[Saved entries]
PR #381, opened 2016-09-10
Update meshes_models.asc

XProger:
fix static mesh bounding box description by adding tr_bounding_box structure (it's not just two vectors)

### DIFF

[ACTIVITY]: Please return the data above exactly as given.

[SOLUTION FOR THIS TASK]:
PR #381, opened 2016-09-10
Update meshes_models.asc

XProger:
fix static mesh bounding box description by adding tr_bounding_box structure (it's not just two vectors)

### DIFF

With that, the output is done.